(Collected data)
>>>

PR #948, opened 2026-08-03
refactor: replace _previous_leased with derived LeaseState

bennyz:
Introduce LeaseState enum and _lease_state property derived from
_lease_context, eliminating a class of state-synchronization bugs
where _previous_leased could drift from _lease_context.

Key changes:
- Wrap handle_lease body in try/finally so early returns (stale lease, session setup race) always clean up _lease_context and log context
- Reject overlapping leases in _apply_status instead of silently replacing _lease_context, preventing concurrent handle_lease tasks
- Move before-lease hook spawn into _on_lease_acquired for cleaner ownership of lease startup
- Remove stale _previous_leased from test fixtures

Depends on #947
Next: #949

### DIFF
--- a/python/packages/jumpstarter/jumpstarter/exporter/exporter.py
+++ b/python/packages/jumpstarter/jumpstarter/exporter/exporter.py
@@ -312,7 +312,9 @@ class Exporter(AsyncContextManagerMixin, Metadata):
     """Stashed status from a lease reassignment, replayed after handle_lease's
     finally clears _lease_context so the new lease can be acquired."""
 
-    _status_replay_tx: MemoryObjectSendStream | None = field(init=False, default=None)
+    _status_replay_tx: MemoryObjectSendStream[jumpstarter_pb2.StatusResponse] | None = field(
+        init=False, default=None
+    )
     """Send side of the status channel, used to replay _pending_lease_status
     back into the status loop after a lease transition."""
     _lease_context: LeaseContext | None = field(init=False, default=None)
@@ -1212,17 +1214,21 @@ class Exporter(AsyncContextManagerMixin, Metadata):
                     clear_log_context()
                     set_log_context(exporter=self.name)
                     logger.debug("Ready for next lease")
-                    pending = self._pending_lease_status
-                    if pending is not None:
-                        self._pending_lease_status = None
-                        if self._status_replay_tx is not None:
-                            try:
-                                await self._status_replay_tx.send(pending)
-                            except (anyio.ClosedResourceError, anyio.EndOfStream):
-                                logger.debug(
-                                    "Status channel closed, skipping replay for %s",
-                                    pending.lease_name,
-                                )
+                # Replay a stashed reassignment status regardless of who cleared
+                # _lease_context. On the reassign-then-leased=False ordering,
+                # _on_lease_released may clear the field before we reach this finally;
+                # gating the replay on ownership above would drop the pending lease.
+                pending = self._pending_lease_status
+                if pending is not None:
+                    self._pending_lease_status = None
+                    if self._status_replay_tx is not None:
+                        try:
+                            await self._status_replay_tx.send(pending)
+                        except (anyio.ClosedResourceError, anyio.EndOfStream):
+                            logger.debug(
+                                "Status channel closed, skipping replay for %s",
+                                pending.lease_name,
+                            )
 
     async def serve(self):
         """Serve the exporter, handling leases until stopped."""
@@ -1322,6 +1328,17 @@ class Exporter(AsyncContextManagerMixin, Metadata):
 
         return self._check_stop_requested() if not current_leased else False
 
+    def _lease_log_context(self, status: jumpstarter_pb2.StatusResponse) -> dict[str, str]:
+        """Build the log context dict for a newly-assigned lease.
+
+        Extracted so tests can verify context propagation without duplicating
+        this logic separately from _on_lease_acquired.
+        """
+        log_ctx: dict[str, str] = {"lease_id": status.lease_name, "exporter": self.name}
+        if status.context:
+            log_ctx.update(status.context)
+        return log_ctx
+
     def _on_lease_acquired(
         self,
         status: jumpstarter_pb2.StatusResponse,
@@ -1335,10 +1352,7 @@ class Exporter(AsyncContextManagerMixin, Metadata):
             before_lease_hook=Event(),
         )
         self._lease_context = lease_scope
-        log_ctx: dict[str, str] = {"lease_id": status.lease_name, "exporter": self.name}
-        if status.context:
-            log_ctx.update(status.context)
-        set_log_context(**log_ctx)
+        set_log_context(**self._lease_log_context(status))
         if self.hook_executor:
             tg.start_soon(
                 self.hook_executor.run_before_lease_hook,
@@ -1360,33 +1374,52 @@ class Exporter(AsyncContextManagerMixin, Metadata):
     async def _on_lease_released(self, previous_state: LeaseState) -> None:
         """Handle not-leased status: signal handle_lease on transition, check exit_on_lease_end.
 
-        Clears _lease_context before waiting for the afterLease hook so that
-        subsequent status ticks see IDLE. handle_lease's outer finally is the
-        fallback if this path never runs (cancellation).
+        Primary cleanup path: signals lease_ended, waits (shielded) for the
+        afterLease hook, then clears _lease_context. _lease_context is kept set
+        for the whole hook so _report_status still reaches the client session
+        (it gates the session update on _lease_context). The status loop is
+        sequential, so no other ticks are processed while we wait. A brief
+        settle delay runs before clearing so the next lease can't grab this
+        slot before handle_lease finishes tearing down the session.
+
+        handle_lease's outer finally is the fallback when this path never
+        runs (e.g. task cancellation, or handle_lease finishing before the
+        controller sends leased=False).
         """
         logger.info("Currently not leased")
 
         if previous_state == LeaseState.LEASED and self._lease_context:
             lease_ctx = self._lease_context
-            self._last_completed_lease = lease_ctx.lease_name
-            self._lease_context = None
             if self.exit_on_lease_end:
                 # Refuse new leases immediately, but keep the runtime up until
                 # afterLease finishes — shutdown SIGTERMs Exec children (QEMU)
                 # that hooks may still be talking to.
                 self._stop_requested = True
-            clear_log_context()
-            set_log_context(exporter=self.name)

<<<

[Exercise requirements]
Some lines of the data above may hold the word "StatusResponse"; state how many do, and give only that number.

[Response below]
3